—La Polinesia debe estar lejos —dice el marinero; estamos al garete y pienso que debe de ser cierto: si no el mar sería un páramo cubierto de aguas de juguete y aluminio. El marinero salta (azul) sobre la cubierta, y agrega—: Esto es el sol (sostiene una bola anaranjada entre las manos) y allá abajo (señala) están las ruinas de Pompeya. —Debe ser cierto, pues no veo diarios de Río de Janeiro ni de Bombay y la orilla del Riachuelo, la Vuelta de Rocha, queda lejos, no a la vuelta.
Lejos.
El otro marinero (el vigía), dueño de una memoria desconcertada y vieja, se asoma por el palo mayor de aquella nave incierta y dice:
—No hay más allá.

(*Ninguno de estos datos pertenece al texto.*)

PR #671, opened 2024-05-15
CI: test Charon

pnmadelaine:


Nadrieril:
Of course this is broken because of rustc version mismatch x)

W95Psp (approved):
Thanks PNM :smiley: Feels great to see how concise the action is thanks to Nix :smile: 

@Nadrieril, yeah, that makes sense, no problem, that will be green later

Llegamos al horizonte; hemos andado de cabeza todo el día. —Con él razono lo cierto del argumento, pues me pesan las manzanas del desayuno en Mar del Plata.
Almorzamos un pescado seco, de argamasa, cartón y peladuras de flores de azafrán; él se lleva la cola (del pescado); yo refresco mi garganta tragándome sus ojos.
El pez zarpa zarandeándose ciego y el marinero con el sol en sus manos se convierte en una mujer naufragante. Tiene el alma de alguien que ha vivido en Bangkok, en Venecia, en las ruinas de Troya, y algún día, me digo, lograré tocarla, poseer su ombligo en mis bolsillos repletos de arena, de alquitrán, y de maíz cocido con leche. Después de eso, él nunca más será un marinero ni tendrá el sol entre sus manos; la vida se le escapará por entre los dedos como fuego de San Telmo, como arena (azul, por lo líquido del aire), y a mí me dejarán subir a los barcos suicidados, a las nubes irresueltas; al bárbaro confín del Tártaro y a la costa infinita del pensamiento.
¿Qué pienso? Que naufragar es dulce en este mar. Oigo el murmullo de relojerías girando con la Tierra, con la nave del marinero que se escapa de mi mano y grita: —¡Tierra! —y me descubre— mujer imposible— entre sus brazos, y la descubro —mujer mutante muselina— en mis manos. De nuevo el sol es una bola naranja entre sus dedos mientras vamos al garete con proa hacia ninguna parte.